The Georgia Bulletin

Sun, Oct 12, 2008


What I Have Seen and Heard - Archbishop Gregory's Weekly Column

Print Issue: August 25, 1993

Shield Links Bishop, Diocese

The coat of arms of Archbishop John Francis Donoghue, D.D., joins elements of his personal arms with the coat of arms of the Atlanta archdiocese. The new coat of arms is a visual representation linking the Atlanta archdiocese with personal aspects of the archbishop's life. By combining the personal arms on the same shield with those of the archdiocese the spiritual unity of the archbishop with his flock is signified.

The coat of arms is a means of identification. In this case it identifies the institution of the archdiocese with its fifth archbishop. Its design will be used as the official seal of the diocese which is affixed to legal and other documents.

The shield is divided in half vertically. The dexter, or right side of the arms, as viewed by one who is wearing the shield and bearing it on his arm, remains the same from bishop to bishop. Its significance comes from symbols which uniquely represent the Archdiocese of Atlanta. The sinister, or left side, as viewed by the one bearing the shield, contains symbols representing the individual archbishop.

On the dexter for the archdiocese are three blue wavy bars which divide the shield into seven alternate wavy spaces of white and blue. In the center of the shield is an open gold crown and above on the upper wavy bar is a Cherokee rose.

The seven white and blue wavy bars are the heraldic equivalent of the sea and represent Atlanta, which is the See City and is indirectly named after the Atlantic Ocean. The seven bars also recall the seven sacraments administered in the archdiocese. Blue and white are the colors of the Blessed Mother. The wavy aspect of the bars can also be said to symbolize the rolling foothills of the Blue Ridge country of North Georgia.

The open gold crown represents the crown of Christ the King, the title of the cathedral Church of the diocese. The crown may also have a secondary representation commemorating King George II of England, after whom the state of Georgia was named. On the upper wavy blue bar is a Cherokee Rose, a white flower with a yellow center, which is the state flower of Georgia.

The sinister impalement, on the right of the viewer, displays the personal arms of Archbishop Donoghue. The personal arms of Archbishop Donoghue consist of a field, or surface quartered green and red. The quartering is found in the arms of the Archdiocese of Washington, and commemorates Archbishop Donoghue's priestly ministry in the archdiocese. The green and red are the surface colors of the arms of the Irish septs of O'Donoghue and Ryan, and honor the archbishop's paternal and maternal ancestry.

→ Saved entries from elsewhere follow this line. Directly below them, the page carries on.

PR #4904, opened 2018-01-17
[WIP] IPCs as a species

GuppyLaxx:
A not-so-furry race!
Mechanically they'll work the same as humans, just kinda cosmetic, they can be changed very easily into something else, but we'll have to change them up for le balance
Also don't touch this PR for now because this shit barely works and was half assed while I was exhausted

:cl: GuppyLaxx
add: Adds IPCs as a species, totally not furry!
/:cl:


code/modules/mob/living/carbon/human/human.dm
```diff
@@ -1033,3 +1033,6 @@
 
 /mob/living/carbon/human/species/zombie/krokodil_addict
 	race = /datum/species/krokodil_addict
+
+/mob/living/carbon/human/species/ipc
```
deathride58: This can go into modular_citadel

config/game_options.txt
```diff
@@ -1,519 +1,520 @@
...
+## You probably want humans on your space station, but technically speaking you can turn them off without any ill effect
+ROUNDSTART_RACES human
+ROUNDSTART_RACES mammal
+ROUNDSTART_RACES avian
+ROUNDSTART_RACES aquatic
+ROUNDSTART_RACES insect
+ROUNDSTART_RACES xeno
+ROUNDSTART_RACES datashark
+ROUNDSTART_RACES guilmon
+ROUNDSTART_RACES ipc
```
deathride58: Revert changes to this file, try using notepad++ instead of whatever you used to edit this file, overly large diff is large

modular_citadel/code/modules/mob/living/carbon/human/species_types/species.dm
```diff
@@ -0,0 +1,12 @@
+//shamelessly stolen from hippie
+/obj/item/bodypart/var/should_draw_hippie = FALSE
```
deathride58, line 2: You can replace all references to hippie with cit.

Also, would ya be aight with porting over all of cit's species to use the should_draw_citadel vars/procs?

deathride58 (changes requested):
Beep!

The central charge of the arms is a silver (white) cross with its limbs terminating in fleur-de-lis. This cross flory honors Archbishop Donoghue's baptismal patron, Saint John Vianney (1786-1859). The fleur-de-lis has long been a symbol of the Blessed Virgin Mary, and here joined to the cross, alludes to the archbishop's Pauline motto and his devotion to Christ's Mother. The chief portion of the shield is ermine (white with black ermine tails) and commemorates Archbishop Donoghue's long association with Cardinal Patrick O'Boyle, second archbishop of Washington, whose arms bore an ermine chief.

The motto, "To Live in Christ Jesus" has been slightly adapted from Saint Paul's Letter to the Philippians 1:21.

In pale behind the arms is placed a gold archiepiscopal cross with a double traverse. A pontifical hat with then tassels on each side disposed in four rows, all in green, surrounds the shield ensigning the whole achievement. These are the heraldic insignia of a prelate of the rank of archbishop. Before 1870 the pontifical hat was worn at solemn cavalcades held in conjunction with papal ceremonies. The color of the hat and the number of tassels were signs of the rank of a prelate, a custom still preserved in ecclesiastical heraldry.

The impalement of the personal arms of Archbishop Donoghue with those of the archdiocese of Atlanta was undertaken by A.W.C. Phelps, a member of The Heraldry Society, London, England, and resident of Cleveland, Ohio, in July 1993. The arms of the Archdiocese of Atlanta were devised in 1956 by the late William F.J. Ryan, New York, NY, and West Chatham, Mass.